======== DATA FOR THE TASK

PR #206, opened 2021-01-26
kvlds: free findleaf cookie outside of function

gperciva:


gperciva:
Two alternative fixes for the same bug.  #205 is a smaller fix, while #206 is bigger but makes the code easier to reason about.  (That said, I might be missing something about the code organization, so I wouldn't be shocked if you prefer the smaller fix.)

================

Every entry is to be printed exactly as given.

OUTPUT FOR THIS EXERCISE:
PR #206, opened 2021-01-26
kvlds: free findleaf cookie outside of function

gperciva:


gperciva:
Two alternative fixes for the same bug.  #205 is a smaller fix, while #206 is bigger but makes the code easier to reason about.  (That said, I might be missing something about the code organization, so I wouldn't be shocked if you prefer the smaller fix.)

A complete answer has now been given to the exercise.